*Your goal:* Where the string "matches" appears in a line of the data, show that line.

Collected data

#####

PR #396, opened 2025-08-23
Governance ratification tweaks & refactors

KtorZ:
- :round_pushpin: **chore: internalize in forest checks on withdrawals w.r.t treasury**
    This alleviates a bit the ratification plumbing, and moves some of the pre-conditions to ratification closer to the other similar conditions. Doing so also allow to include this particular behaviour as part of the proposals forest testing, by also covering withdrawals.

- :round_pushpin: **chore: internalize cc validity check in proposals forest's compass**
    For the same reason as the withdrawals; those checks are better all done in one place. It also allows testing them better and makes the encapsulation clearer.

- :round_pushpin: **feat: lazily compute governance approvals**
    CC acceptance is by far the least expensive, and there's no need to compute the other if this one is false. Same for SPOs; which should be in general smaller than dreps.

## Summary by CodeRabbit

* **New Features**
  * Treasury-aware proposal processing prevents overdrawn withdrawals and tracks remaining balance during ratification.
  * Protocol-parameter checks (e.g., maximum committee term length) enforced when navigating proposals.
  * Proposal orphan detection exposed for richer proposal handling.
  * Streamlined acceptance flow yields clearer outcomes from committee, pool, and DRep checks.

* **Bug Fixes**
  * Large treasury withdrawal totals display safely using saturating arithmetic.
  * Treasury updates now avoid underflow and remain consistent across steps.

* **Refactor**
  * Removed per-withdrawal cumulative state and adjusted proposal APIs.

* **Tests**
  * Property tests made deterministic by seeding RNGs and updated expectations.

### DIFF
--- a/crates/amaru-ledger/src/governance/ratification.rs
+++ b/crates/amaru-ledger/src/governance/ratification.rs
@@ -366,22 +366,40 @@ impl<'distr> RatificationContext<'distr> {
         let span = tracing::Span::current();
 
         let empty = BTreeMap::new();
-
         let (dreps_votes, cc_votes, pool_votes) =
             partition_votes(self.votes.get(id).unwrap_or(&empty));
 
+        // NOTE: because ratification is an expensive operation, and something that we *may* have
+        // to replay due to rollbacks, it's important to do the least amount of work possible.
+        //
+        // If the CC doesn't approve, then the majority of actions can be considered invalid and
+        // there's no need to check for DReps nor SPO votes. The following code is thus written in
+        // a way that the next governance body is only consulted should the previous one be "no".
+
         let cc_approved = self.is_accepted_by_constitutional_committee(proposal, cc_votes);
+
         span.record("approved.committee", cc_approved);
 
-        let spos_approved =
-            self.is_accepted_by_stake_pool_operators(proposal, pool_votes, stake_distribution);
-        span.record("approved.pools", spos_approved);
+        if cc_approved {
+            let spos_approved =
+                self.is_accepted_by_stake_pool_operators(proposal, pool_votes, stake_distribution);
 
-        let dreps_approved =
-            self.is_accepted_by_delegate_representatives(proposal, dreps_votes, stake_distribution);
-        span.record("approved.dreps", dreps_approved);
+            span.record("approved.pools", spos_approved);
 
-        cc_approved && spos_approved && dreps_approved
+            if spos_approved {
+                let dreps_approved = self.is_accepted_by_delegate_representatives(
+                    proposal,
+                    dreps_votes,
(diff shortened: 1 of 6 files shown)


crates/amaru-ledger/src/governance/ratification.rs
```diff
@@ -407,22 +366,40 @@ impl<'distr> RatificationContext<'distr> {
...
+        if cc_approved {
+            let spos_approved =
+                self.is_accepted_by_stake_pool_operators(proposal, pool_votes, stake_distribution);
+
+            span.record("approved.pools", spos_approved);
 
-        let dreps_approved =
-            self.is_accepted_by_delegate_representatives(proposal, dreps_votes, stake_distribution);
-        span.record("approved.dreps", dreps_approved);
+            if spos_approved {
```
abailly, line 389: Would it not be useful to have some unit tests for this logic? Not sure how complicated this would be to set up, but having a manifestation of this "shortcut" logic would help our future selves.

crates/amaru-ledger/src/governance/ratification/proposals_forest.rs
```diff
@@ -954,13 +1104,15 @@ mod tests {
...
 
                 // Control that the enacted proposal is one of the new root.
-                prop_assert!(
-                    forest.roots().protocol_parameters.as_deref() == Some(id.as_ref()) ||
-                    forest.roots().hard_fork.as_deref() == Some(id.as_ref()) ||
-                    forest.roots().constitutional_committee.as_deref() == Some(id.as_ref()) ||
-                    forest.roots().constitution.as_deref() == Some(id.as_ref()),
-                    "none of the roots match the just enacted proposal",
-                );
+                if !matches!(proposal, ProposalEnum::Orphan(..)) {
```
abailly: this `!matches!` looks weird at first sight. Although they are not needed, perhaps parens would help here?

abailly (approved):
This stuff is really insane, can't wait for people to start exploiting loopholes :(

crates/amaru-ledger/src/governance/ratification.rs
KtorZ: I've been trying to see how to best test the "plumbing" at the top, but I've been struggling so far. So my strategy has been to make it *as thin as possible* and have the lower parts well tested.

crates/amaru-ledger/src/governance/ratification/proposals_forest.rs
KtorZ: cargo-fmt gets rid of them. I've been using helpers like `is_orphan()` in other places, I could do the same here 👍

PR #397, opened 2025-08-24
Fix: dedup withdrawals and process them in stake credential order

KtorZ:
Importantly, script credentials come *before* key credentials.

#####

*Written solution:*
+                if !matches!(proposal, ProposalEnum::Orphan(..)) {
abailly: this `!matches!` looks weird at first sight. Although they are not needed, perhaps parens would help here?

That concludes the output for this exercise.